* Activity:
All of the records below need to be copied exactly.

Collected data:

PR #5251, opened 2022-04-11
[table] fix: vertical scroll bug when ghostCells enabled attempt 2

### LINKED ISSUE #4765: Table vertical scroll is improperly disabled when ghost cells are visible
#### Environment

- __Package version(s)__: at least `"@blueprintjs/table": "3.5.0"` - `3.8.33`
- __Operating System__: OSCatalina 10.15.7 
- __Browser name and version__: Chrome 91.0.4472.101

#### Code Sandbox

https://codesandbox.io/s/blueprint-sandbox-forked-kpx0r?file=/src/index.tsx

#### Steps to reproduce

1. create a table
2. enable ghost cells
3. restrict the table height such that the last row is only partially visible

#### Actual behavior

Vertical scrolling is disabled

#### Expected behavior

Scrolling should be enabled, to reveal the rest of the row.

#### Possible solution

Some tweak to the shouldDisableVerticalScroll function here 
https://github.com/palantir/blueprint/blob/63d5de4c91f6dcfbd9828ed3a40aa1015100df9e/packages/table/src/table.tsx#L1307

mattskrobola:
#### Checklist

- [ ] Includes tests
- [ ] Update documentation

Adds a parameter `rectHeightCorrection` to `getRowIndicesInRect`. This is utilized in `shouldDisableVerticalScroll` to account for the `columnHeaderHeight` when checking for which cells are visible to determine whether or not to disable vertical scrolling. 

Also reverts the table change made in https://github.com/palantir/blueprint/pull/5113 that attempted to fix this issue (which it did for the case when the table used the default column header) but didn't address the root cause of the problem - that header heights weren't being accounted for when determining which rows were currently visible.

Added a smoke test table in the table-app features
#### Screenshot

before:
scroll-before
after:
scroll-after

### DIFF
--- a/packages/table/src/common/grid.ts
+++ b/packages/table/src/common/grid.ts
@@ -264,7 +264,7 @@ export class Grid {
      * `Rect` argument.
      */
     public getRowIndicesInRect(options: GetRowIndicesInRectOptions): RowIndices {
-        const { rect, includeGhostCells = false, columnHeaderHeight = 0, limit = 0 } = options;
+        const { rect, includeGhostCells = false, columnHeaderHeight = 0, limit = Grid.DEFAULT_MAX_ROWS } = options;
         if (rect == null) {
             return { rowIndexEnd: 0, rowIndexStart: 0 };
         }
--- a/packages/table/src/common/grid.ts
+++ b/packages/table/src/common/grid.ts
@@ -253,7 +253,12 @@ export class Grid {
      * Returns the start and end indices of rows that intersect with the given
      * `Rect` argument.
      */
-    public getRowIndicesInRect(rect: Rect, includeGhostCells = false, limit = Grid.DEFAULT_MAX_ROWS): RowIndices {
+    public getRowIndicesInRect(
+        rect: Rect,
+        includeGhostCells = false,
+        rectHeightCorrection = 0,
+        limit = Grid.DEFAULT_MAX_ROWS,
+    ): RowIndices {
         if (rect == null) {
             return { rowIndexEnd: 0, rowIndexStart: 0 };
         }
@@ -262,7 +267,7 @@ export class Grid {
         const { top = 0, height } = rect;
         const { start, end } = this.getIndicesInInterval(
             top,
-            top + height,
+            top + (height - rectHeightCorrection),
             searchEnd,
             !includeGhostCells,
             this.getCumulativeHeightAt,
--- a/packages/table/src/common/grid.ts
+++ b/packages/table/src/common/grid.ts
@@ -35,6 +35,16 @@ export interface ColumnIndices {
     columnIndexEnd: number;
 }
 
+interface GetRowIndicesInRectOptions {
+    rect: Rect;
+    /**
+     * height to subtract from the rect height, as rows hidden behind the columnHeader should not be returned.
+     */
+    columnHeaderHeight?: number;
+    limit?: number;
+    includeGhostCells?: boolean;
+}
+
 /**
  * This class manages the sizes of grid cells using arrays of individual row/column sizes.
  */
@@ -203,7 +213,7 @@ export class Grid {
             return results;
         }
 
-        const { rowIndexStart, rowIndexEnd } = this.getRowIndicesInRect(rect);
+        const { rowIndexStart, rowIndexEnd } = this.getRowIndicesInRect({ rect });
         const { columnIndexStart, columnIndexEnd } = this.getColumnIndicesInRect(rect);
         for (let rowIndex = rowIndexStart; rowIndex <= rowIndexEnd; rowIndex++) {
             for (let columnIndex = columnIndexStart; columnIndex <= columnIndexEnd; columnIndex++) {
@@ -224,7 +234,7 @@ export class Grid {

* Task result:
PR #5251, opened 2022-04-11
[table] fix: vertical scroll bug when ghostCells enabled attempt 2

### LINKED ISSUE #4765: Table vertical scroll is improperly disabled when ghost cells are visible
#### Environment

- __Package version(s)__: at least `"@blueprintjs/table": "3.5.0"` - `3.8.33`
- __Operating System__: OSCatalina 10.15.7 
- __Browser name and version__: Chrome 91.0.4472.101

#### Code Sandbox

https://codesandbox.io/s/blueprint-sandbox-forked-kpx0r?file=/src/index.tsx

#### Steps to reproduce

1. create a table
2. enable ghost cells
3. restrict the table height such that the last row is only partially visible

#### Actual behavior

Vertical scrolling is disabled

#### Expected behavior

Scrolling should be enabled, to reveal the rest of the row.

#### Possible solution

Some tweak to the shouldDisableVerticalScroll function here 
https://github.com/palantir/blueprint/blob/63d5de4c91f6dcfbd9828ed3a40aa1015100df9e/packages/table/src/table.tsx#L1307

mattskrobola:
#### Checklist

- [ ] Includes tests
- [ ] Update documentation

Adds a parameter `rectHeightCorrection` to `getRowIndicesInRect`. This is utilized in `shouldDisableVerticalScroll` to account for the `columnHeaderHeight` when checking for which cells are visible to determine whether or not to disable vertical scrolling. 

Also reverts the table change made in https://github.com/palantir/blueprint/pull/5113 that attempted to fix this issue (which it did for the case when the table used the default column header) but didn't address the root cause of the problem - that header heights weren't being accounted for when determining which rows were currently visible.

Added a smoke test table in the table-app features
#### Screenshot

before:
scroll-before
after:
scroll-after

### DIFF
--- a/packages/table/src/common/grid.ts
+++ b/packages/table/src/common/grid.ts
@@ -264,7 +264,7 @@ export class Grid {
      * `Rect` argument.
      */
     public getRowIndicesInRect(options: GetRowIndicesInRectOptions): RowIndices {
-        const { rect, includeGhostCells = false, columnHeaderHeight = 0, limit = 0 } = options;
+        const { rect, includeGhostCells = false, columnHeaderHeight = 0, limit = Grid.DEFAULT_MAX_ROWS } = options;
         if (rect == null) {
             return { rowIndexEnd: 0, rowIndexStart: 0 };
         }
--- a/packages/table/src/common/grid.ts
+++ b/packages/table/src/common/grid.ts
@@ -253,7 +253,12 @@ export class Grid {
      * Returns the start and end indices of rows that intersect with the given
      * `Rect` argument.
      */
-    public getRowIndicesInRect(rect: Rect, includeGhostCells = false, limit = Grid.DEFAULT_MAX_ROWS): RowIndices {
+    public getRowIndicesInRect(
+        rect: Rect,
+        includeGhostCells = false,
+        rectHeightCorrection = 0,
+        limit = Grid.DEFAULT_MAX_ROWS,
+    ): RowIndices {
         if (rect == null) {
             return { rowIndexEnd: 0, rowIndexStart: 0 };
         }
@@ -262,7 +267,7 @@ export class Grid {
         const { top = 0, height } = rect;
         const { start, end } = this.getIndicesInInterval(
             top,
-            top + height,
+            top + (height - rectHeightCorrection),
             searchEnd,
             !includeGhostCells,
             this.getCumulativeHeightAt,
--- a/packages/table/src/common/grid.ts
+++ b/packages/table/src/common/grid.ts
@@ -35,6 +35,16 @@ export interface ColumnIndices {
     columnIndexEnd: number;
 }
 
+interface GetRowIndicesInRectOptions {
+    rect: Rect;
+    /**
+     * height to subtract from the rect height, as rows hidden behind the columnHeader should not be returned.
+     */
+    columnHeaderHeight?: number;
+    limit?: number;
+    includeGhostCells?: boolean;
+}
+
 /**
  * This class manages the sizes of grid cells using arrays of individual row/column sizes.
  */
@@ -203,7 +213,7 @@ export class Grid {
             return results;
         }
 
-        const { rowIndexStart, rowIndexEnd } = this.getRowIndicesInRect(rect);
+        const { rowIndexStart, rowIndexEnd } = this.getRowIndicesInRect({ rect });
         const { columnIndexStart, columnIndexEnd } = this.getColumnIndicesInRect(rect);
         for (let rowIndex = rowIndexStart; rowIndex <= rowIndexEnd; rowIndex++) {
             for (let columnIndex = columnIndexStart; columnIndex <= columnIndexEnd; columnIndex++) {
@@ -224,7 +234,7 @@ export class Grid {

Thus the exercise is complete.